原来,鬼界出了点麻烦,生死薄上的那些阳寿应尽的人魂魄突然离奇失踪,被派去调查此事的神官都有去无还,所以希望白玉堂能出岛解下燃眉之急。另,昭昭特殊的能力,当然昭昭能同去更是好。“这句话肯定是公孙策那老狐狸说的!”白玉堂气的想轰人出去,顺便砸了那臭老道的道观-知道昭昭在他这里,知道昭昭听到了不可能不管,知道昭昭去了他就不可能不去……
“哦?那你赶紧转告阎君,我和玉堂马上启程,尽快查明,义不容辞。
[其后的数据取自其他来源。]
PR #145, opened 2020-12-03
Map arrows

### LINKED ISSUE #90: Create Edge Markers to point towards nearest story
A user should see arrows when no markers are in sight

aspensantos:
Capture

Closes #90


AbhiPrasad:
We worked on https://github.com/uwblueprint/shoe-project/pull/143 to simplify frontend state a little bit.

From skimming over the PR, it doesn't seem too bad to rebase this PR on top of that, but curious to hear your thoughts. If it's a lot of trouble, we can merge this first, and then do the state stuff.

aspensantos:
> We worked on #143 to simplify frontend state a little bit.
> 
> From skimming over the PR, it doesn't seem too bad to rebase this PR on top of that, but curious to hear your thoughts. If it's a lot of trouble, we can merge this first, and then do the state stuff.

Since this only uses the story state it should be okay to rebase, I will do that once the other PR is merged.

ui/src/components/Arrow.tsx
```diff
@@ -0,0 +1,41 @@
...
+  const x = unit * Math.sin(rad);
+  const y = unit * Math.cos(rad);
+
+  const icon =
+    `
+    <svg width='70' height='70' viewBox='-10 -10 80 80' fill='none' xmlns='http://www.w3.org/2000/svg' >
+        <path transform='scale(0.3) translate(` +
+    y +
+    `, ` +
+    x +
```
AbhiPrasad: Can we do string interpolation with template literals here? https://developer.mozilla.org/en-US/docs/Web/JavaScript/Reference/Template_literals

so:

```
<svg width='70' height='70' viewBox='-10 -10 80 80' fill='none' xmlns='http://www.w3.org/2000/svg' >
        <path transform='scale(0.3) translate(`${y}, ${x}) rotate(${rotation} blah blah
```

ui/src/components/EdgePinCluster.tsx
```diff
@@ -0,0 +1,127 @@
...
+import L, { LatLng } from "leaflet";
+import "react-leaflet-markercluster/dist/styles.min.css";
+import "leaflet.markercluster";
+import MarkerClusterGroup from "react-leaflet-markercluster";
+import "leaflet/dist/leaflet.css";
+import { EdgePin, getAnchor } from "./EdgePin";
+import { EdgeType } from "./EdgePins";
+import { arrow } from "./Arrow";
+
+const createClusterCustomIcon = function (edgeType: EdgeType) {
```
AbhiPrasad: Prefer arrow function in this case.

```suggestion
const createClusterCustomIcon = (edgeType: EdgeType) => {
```

ui/src/components/Arrow.tsx
```diff
@@ -0,0 +1,41 @@
+export function arrow(angle: number): string {
```
AbhiPrasad: Can we make this func name a little more descriptive?

ui/src/components/EdgePin.tsx
```diff
@@ -0,0 +1,47 @@
...
+    shadowSize: null,
+    shadowAnchor: null,
+    iconSize: new L.Point(60, 70),
+  });
+
+  return (
+    <React.Fragment>
+      <Marker position={position} icon={arrowIcon} />
+    </React.Fragment>
+  );
```
AbhiPrasad:
```suggestion
  return (
    <Marker position={position} icon={arrowIcon} />
  );
```

ui/src/components/EdgePin.tsx
```diff
@@ -0,0 +1,47 @@
...
+export function getAnchor(edgeType: EdgeType): Point {
+  switch (edgeType) {
+    case EdgeType.Top:
+      return new L.Point(0, -10);
+    case EdgeType.Bottom:
+      return new L.Point(0, 110);
+    case EdgeType.Left:
+      return new L.Point(-30, 0);
+    default:
+      return new L.Point(80, 0);
```
AbhiPrasad, line 25: Where are these numbers coming from? If they're just based on experiments, can we leave a comment explaining how we got there?

ui/src/components/EdgePinCluster.tsx
```diff
@@ -0,0 +1,127 @@
...
+  const bottomCluster = clusterData.filter(
+    (data) => data.edgeType === EdgeType.Bottom
+  );
+  return (
+    <React.Fragment>
+      <MarkerClusterGroup
+        showCoverageOnHover={false}
+        spiderLegPolylineOptions={{ opacity: 0 }}
+        iconCreateFunction={() => createClusterCustomIcon(EdgeType.Right)}
+      >
```
AbhiPrasad: Hmm can we just do this in a loop if everything stays the same but `EdgeType` and the array thats being mapped over?

Something like (sorry for bad formatting lol):

```ts
const arr = [{type: EdgeType.Right, cluster: rightCluster}, {type: EdgeType.Left, cluster: leftCluster} ... etc]
arr.map(({ type, cluster }) => {
  <MarkerClusterGroup
        showCoverageOnHover={false}
        spiderLegPolylineOptions={{ opacity: 0 }}
        iconCreateFunction={() => createClusterCustomIcon(type)}
      >
  {cluster.map((marker, key) => {
          return (
            <EdgePin
              key={key}
              position={marker.pos}
              angle={marker.angle}
              edgeType={marker.edgeType}
            />
          );
        })}
   </MarkerClusterGroup>
});
```

ui/src/components/EdgePins.tsx
```diff
@@ -0,0 +1,159 @@
...
+}
+
+function intersects(a, b, c, d, p, q, r, s) {
+  const det = (c - a) * (s - q) - (r - p) * (d - b);
+  if (det === 0) {
+    return false;
+  } else {
+    const lambda = ((s - q) * (r - a) + (p - r) * (s - b)) / det;
+    const gamma = ((b - d) * (r - a) + (c - a) * (s - b)) / det;
+    return 0 < lambda && lambda < 1 && 0 < gamma && gamma < 1;
```
AbhiPrasad, line 30: Mind writing a comment how this works?

ui/src/components/EdgePins.tsx
```diff
@@ -0,0 +1,159 @@
...
+
+  const pinPositions = stories.map((story) => {
+    return { lat: story.latitude, lng: story.longitude };
+  });
+
+  pinPositions.forEach((pos) => {
+    if (mapBounds.contains(L.latLng(pos.lat, pos.lng))) {
+      isVisible = false;
+    }
+  });
```
AbhiPrasad: Lets use https://developer.mozilla.org/en-US/docs/Web/JavaScript/Reference/Global_Objects/Array/some here.

```suggestion
const isVisible = pinPositions.some((pos) => mapBounds.contains(L.latLng(pos.lat, pos.lng)));
```

ui/src/components/EdgePins.tsx
```diff
@@ -0,0 +1,159 @@
...
+
+  // do not display the edge pins if there are markers in view
+  if (!isVisible) return null;
+
+  // determine the distance from the center to each of the markers
+  const distanceToPos: { [distance: number]: LatLng } = {};
+  pinPositions.forEach((pos) => {
+    const posLatLng = L.latLng(pos.lat, pos.lng);
+    distanceToPos[currPosition.distanceTo(posLatLng)] = posLatLng;
```
AbhiPrasad, line 136: Nit: we can use https://developer.mozilla.org/en-US/docs/Web/JavaScript/Reference/Global_Objects/Array/Reduce to create an object. Ping me if you got questions about it.

Also fine with the current approach.

ui/src/components/EdgePins.tsx
```diff
@@ -0,0 +1,159 @@
...
+  });
+
+  //sort the distances and take the first 3
+  const distances = Object.keys(distanceToPos);
+  distances.sort().slice(0, 3);
```
AbhiPrasad: Slice doesn't mutate the array, does this do what you want it to do?

ui/src/components/EdgePins.tsx
```diff
@@ -0,0 +1,159 @@
...
+
+  // get the closest three pins
+  const closestPins = [];
+  distances.forEach((distance) => {
+    closestPins.push(distanceToPos[distance]);
```
AbhiPrasad: We can use https://developer.mozilla.org/en-US/docs/Web/JavaScript/Reference/Global_Objects/Array/map here

ui/src/components/EdgePins.tsx
```diff
@@ -0,0 +1,159 @@
...
+  // calculate intersection of the line from the center to the pin
+  // store that point of intersection and the angle of the direction vector in edgePinsInfo
+  const corners = [
+    mapBounds.getSouthWest(),
+    mapBounds.getSouthEast(),
+    mapBounds.getNorthEast(),
+    mapBounds.getNorthWest(),
+  ];
+
+  closestPins.forEach((pin) => {
```
AbhiPrasad, line 158: Can we pull this out into it's own function? Maybe even add some comments on what it is doing?

ui/src/components/EdgePins.tsx
```diff
@@ -0,0 +1,159 @@
...
+export enum EdgeType {
+  Bottom,
+  Right,
+  Top,
+  Left,
+}
+
+function getEdgeType(index) {
+  switch (index) {
+    case 0:
```
AbhiPrasad: We don't need this, we can just init the enum type and use it.

```ts
export enum EdgeType {
  Bottom = 0,
  Right,
  Top,
  Left,
}
```

then 
```ts
EdgeType.Bottom === 0 // true
```

AbhiPrasad (changes requested):
Actual math wow. Nice work figuring this out!

Left some comments, mostly about javascript things. Ping me if you got questions about specifics.

hanlinc27 (commented):
Can you update the redirect icon and styling before merge as well? 😃 @m-penny

ui/src/components/EdgePins.tsx
```diff
@@ -0,0 +1,154 @@
...
+  pinPositions.forEach((pos) => {
+    const posLatLng = L.latLng(pos.lat, pos.lng);
+    distanceToPos[currPosition.distanceTo(posLatLng)] = posLatLng;
+  });
+
+  //sort the distances and take the first one
+  const distances = Object.keys(distanceToPos).sort().slice(0, 1);
+
+  // get the closest three pins
+  const closestPins: LatLng[] = distances.map((distance) => {
```
AbhiPrasad, line 143: Isn't distances is a single element array because of `slice(0, 1)`?

ui/src/components/Arrow.tsx
AbhiPrasad: This still needed?

AbhiPrasad (approved):
I think we good to merge after CI is green (left 2 comments)

ui/src/components/Arrow.tsx
aspensantos: Yes but I updated it with the new styling

aspensantos:
> Can you update the redirect icon and styling before merge as well? 😃 @m-penny

Yes, updated :)

ui/src/components/EdgePins.tsx
aspensantos: Just left it got tired 🥴

ui/src/components/EdgePins.tsx
aspensantos: Yeah this is because design changed it from the 3 closest to the closest one, so I made it so we could have more than one, but now it is just one. Not sure if I should leave it in case we want more in the future?

dhillondeep:
These changes caused few bugs and slowdown on the map so, I rollbacked the changes and we can deploy this again when these issues are resolved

”昭昭从白玉堂的怀中蹭的跳到桌子上,神色严肃的看着来人--如果你能从一只猫的脸上看出严肃的话。 看吧,他就知道!白玉堂认命的接下了这个“出了点麻烦”的案子。
天香只西子,国色唯牡丹,洛阳的牡丹花会正办得如火如荼,艳丽雍容,风流华贵。一人一猫,来到了失踪魂魄最多的洛阳。本就是盛大的牡丹花会,佳人云集,才子相陪,但是当一身着流云玉锦,容貌俊逸非凡的白玉堂风流倜傥的现身之时,仍是夺走了大会的亮点,尤其是白玉堂的肩上还趴着一只火红的小猫儿,猫咪可爱的大睁的眼睛,好像头一次来到这么热闹的地方眼睛不够用似的。一时间,美人的目光都集中在白玉堂一个人身上,惹得周围的才子们既羡慕又嫉妒。
“白玉堂,为什么你可以用人身,我就不可以?”昭昭觉得这么热闹好玩的地方不能自己到处玩,而非得趴在白玉堂的肩上--如果不想被摩肩接踵的众人踩扁的话,真是有点不满,用传音入密向白玉堂质问。
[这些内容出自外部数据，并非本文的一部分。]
PR #149, opened 2020-12-06
Filter story pins from user input

DinuWije:
## Description 
Taking user input to filter pins onto the map.

## Demo
image
image

### DIFF
--- a/ui/src/components/Filter.tsx
+++ b/ui/src/components/Filter.tsx
@@ -17,8 +17,7 @@ const icon = <CheckBoxOutlineBlankIcon fontSize="small" />;
 const checkedIcon = <CheckBoxIcon fontSize="small" />;
 
 export interface FilterProps {
-  options: string[];
-  onChange: (options: string[]) => void;
+  onChange: (event: React.ChangeEvent, options: string[]) => void;
 }
 
 const theme = createMuiTheme({
@@ -55,18 +54,12 @@ const Tagline = styled.span`
   padding-bottom: 16px;
 `;
 
-export function Filter({state, setState}): JSX.Element {
+export function Filter({ onChange }: FilterProps): JSX.Element {
   const { data: countries, error } = useSWR<string[]>(
     "/api/authors/origin_countries"
   );
 
   if (error) return <div>Error!</div>;
-
-  function onTagsChange(event, values) {
-    setState(
-      values
-    );
-  }
 
   return (
     <ThemeProvider theme={theme}>
@@ -79,7 +72,7 @@ export function Filter({state, setState}): JSX.Element {
           id="filter-autocomplete"
           options={countries || []}
           style={{ width: 312 }}
-          onChange={onTagsChange}
+          onChange={onChange}
           disableCloseOnSelect
           renderTags={(value, getTagProps) =>
             value.map((option, index) => (
--- a/ui/src/components/Filter.tsx
+++ b/ui/src/components/Filter.tsx
@@ -11,7 +11,6 @@ import CheckBoxOutlineBlankIcon from "@material-ui/icons/CheckBoxOutlineBlank";
 import CheckBoxIcon from "@material-ui/icons/CheckBox";
 import { createMuiTheme } from "@material-ui/core/styles";
 import { ThemeProvider } from "@material-ui/styles";
-
 import { FilterChip } from "./FilterChip";
 
 const icon = <CheckBoxOutlineBlankIcon fontSize="small" />;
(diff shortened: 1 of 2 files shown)


ui/src/components/Filter.tsx
```diff
@@ -56,12 +55,18 @@ const Tagline = styled.span`
   padding-bottom: 16px;
 `;
 
-export function Filter(): JSX.Element {
+export function Filter({state, setState}): JSX.Element {
```
AbhiPrasad: Why do we need to pass `state` into the filter?

Can we just expose `onChange`, and move the `onTagsChange` function up to the parent component? Also please type the props?

so something like:

```
export function Filter({ onChange }: FilterProps): JSX.Element {
```

ui/src/pages/ShoeMap.tsx
```diff
@@ -80,7 +80,7 @@ export const ShoeMap: React.FC = () => {
   const currentLocation = { lat: 43.4723, lng: -80.5449 };
 
   const { data: stories, error } = useSWR<Story[]>("/api/stories");
-
+  const [filteredStories, setFilteredStories] = useState([]);
```
AbhiPrasad: This is not an array of stories, it's an array of countries, so we should probably rename accordingly.

ui/src/pages/ShoeMap.tsx
```diff
@@ -101,9 +101,31 @@ export const ShoeMap: React.FC = () => {
           <TileLayer
             url={`https://api.mapbox.com/styles/v1/hanlinc27/ckhjy5wat2dvz1aplv4tkaghb/tiles/{z}/{x}/{y}?access_token=${process.env.REACT_APP_MAPBOX_ACCESS_TOKEN}`}
           />
-          {stories && !error && (
-            <PinCluster stories={stories} openDrawer={handleOpenDrawer} />
-          )}
+          {(() => {
+
+            if(stories && filteredStories.length != 0){
+              var filteredStoryArr= new Array<Story>();
```
AbhiPrasad: 1) You can find the intersection between two arrays with `.filter` and `.includes`. So something like:
```
const filteredStoryArr = stories.filter(value => filterStories.includes(value.author_country));
```
^ This is not super optimum, but works well for our case. If you are wondering about performance, we can also use es6 sets (https://developer.mozilla.org/en-US/docs/Web/JavaScript/Reference/Global_Objects/Set) or memoize with a hash map.

2) We shouldn't need to call a anon function with `(() => {...})()`. Instead we can compute this before the return value. So something like:

```js
const { data, error } = useSWR<Story[]>("/api/stories");
const [filteredCountries, setFilteredCountries] = useState([]);

...

// If no filtered countries just make stories equal to data
// otherwise filter the stories based on the intersection of the two arrays.
const stories = filteredCountries.length === 0 ? data : data.filter(story => filterStories.includes(story.author_country));

...

return (
  ...
  ...
  
  <PinCluster stories={stories} openDrawer={handleOpenDrawer} />
  ...
  ...
```

AbhiPrasad (changes requested):
Nice! Lmk if you have any questions about my review.

Oh yeah make sure you run `yarn fix` in the ui folder to make CI go green (don't merge on red CI).

ui/src/pages/ShoeMap.tsx
```diff
@@ -101,33 +111,10 @@ export const ShoeMap: React.FC = () => {
...
-            
-            else if(stories){
-              return(
-                <PinCluster stories={stories} openDrawer={handleOpenDrawer} />
-              )
-            }
-
-          })()}
+          {stories && !error && (
+            <PinCluster stories={stories} openDrawer={handleOpenDrawer} />
```
AbhiPrasad, line 115: Can we create a Github issue so we keep track of render stuff in error states?

Will require some design work as well so it we don't gotta do it immediately.

ui/src/components/Filter.tsx
```diff
@@ -79,7 +72,7 @@ export function Filter({state, setState}): JSX.Element {
           id="filter-autocomplete"
           options={countries || []}
           style={{ width: 312 }}
-          onChange={onTagsChange}
+          onChange={(event, value) => onChange(value)}
```
AbhiPrasad: Let's change the type here. This means that:

```suggestion
          onChange={onChange}
```

```ts
export interface FilterProps {
  onChange: (event: idkWhatEventTypeIs, value: string[]) => void
}
```

Then you'll have to change:

```ts
// ui/src/pages/ShoeMap.tsx 
function onTagsChange(_, value: string[]) {
  setFilteredCountries(options);
}
```

AbhiPrasad (commented):
1 more thing, I'll approve after this. Good stuff!

ui/src/pages/ShoeMap.tsx
DinuWije: Done!

AbhiPrasad (approved):
🚢 🇮🇹   (make sure to squash and merge)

白玉堂看着周围的情形,觉得自己这么要求昭昭真是有先见之明^_^开玩笑,要是昭昭用那老幼通杀的人形,我甭干别的了!回想出发之前--
“玉堂,咱们快走吧”昭昭说着,就跳下白玉堂的肩膀,落地之前就化成人形,一身火焰,一点清辉,一个诱惑--绝对让人犯罪的诱惑!白玉堂想到案件的多发之地正好在洛阳,而洛阳现在正是人声鼎沸的时候,不行!绝对不可以!
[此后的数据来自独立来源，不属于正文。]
PR #150, opened 2020-12-06
build: Add eslint rules for hooks and import/export

AbhiPrasad:
Add two eslint plugins:

1) https://www.npmjs.com/package/eslint-plugin-react-hooks to make sure that react hooks are being used correctly

2) https://www.npmjs.com/package/eslint-plugin-simple-import-sort to organize our imports and export properly. You should be able to just run `yarn fix` to organize em, so don't worry about manually trying to organize it.


ui/.eslintrc.js
```diff
@@ -27,5 +28,9 @@ module.exports = {
         "ts-ignore": "allow-with-description",
       },
     ],
```
hanlinc27, line 30: Is it worth adding the additional config for the hooks plugin?
`   "react-hooks/rules-of-hooks": "error", // Checks rules of Hooks `
`   "react-hooks/exhaustive-deps": "warn" // Checks effect dependencies`

hanlinc27 (approved):
The simple-import-sort will be very nice 😄

ui/.eslintrc.js
AbhiPrasad: By extending the recommended eslint config, those rules (and more) should be enabled by default. We can update em later if we find some annoying.

PR #158, opened 2020-12-09
fix: Pin, Pin Preview, and Filter Component Stylings

### LINKED ISSUE #124: Fix/update peer dependencies for UI
Need to rollback the change in #112

### LINKED ISSUE #152: Limit map zoom to Canada
Since there are three main clusters of pins, and per the product spec doc, the leaflet map should be bound to Canada.
MAX: (ZoomMin)
image

### LINKED ISSUE #153: Update Pin Styling
The Pin styling needs to be updated to include the shoe icon + change in size.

“你要去可以,但是必须是小猫儿的样子才行。”白玉堂故意慢条斯理的坐了下去,拿起一杯香茗,看着昭昭正要抗议,接着说:“如果不答应,你就不用去了,当然我也不用去了。”于是,就变成现在这个样子。
看着白玉堂不回答他的话倒是在那里左顾右盼的样子,惹得一众美人脸生红云,不由得更是气了,张开小嘴,一口咬到白玉堂的耳朵上--让你不听我说话!白玉堂正在得意自己的先见之明之时,突然觉得耳朵被温热湿润的口腔包裹,小猫儿柔软的丁香还热热的擦过耳廓,尖尖的牙齿咬在上面没用力,根本就不疼,麻酥酥的,让他浑身一颤,晕啊:这小猫儿真的是什么都不懂!要不是……以后绝对不能让他自己单独外出!
“好了好了,你忘了咱们本来的目的了?这可不像你哦。”白玉堂用手指逗着小猫儿的下巴挠了挠,猫儿听话的动了动双耳,两人间的互动看在别人眼中,引得众美人心跳脸红。说着,他们就走到了大会中心的牡丹花王之前,那是一朵白色的牡丹,花朵大如玉盘,墨绿色的枝叶迎风摇曳,更衬得花朵白得雍容,冰雪剔透,莹莹清光,黄灿灿的细蕊迎风纤颤,招蜂引蝶,惹人怜爱。白玉堂素来喜欢白色,自然对这株夜光白钟爱异常,刚想对猫儿说,突然觉得肩上的猫儿爪子用力的抓着自己的衣服,抬手抱入怀中,抚顺那半竖的火焰,“怎么?”
“这株牡丹古怪的很。”猫儿低语
“哦?有什么地方不对?”
“这株牡丹看似冰清玉洁,但是她的魅力好像一个无底之洞,吸引了好多怨气。”小猫儿不太有精神。白玉堂很担心,快步的离开了那株牡丹,昭昭抬头舔了舔白玉堂的手指“没什么,放心,我的体质只是对怨气有点敏感。”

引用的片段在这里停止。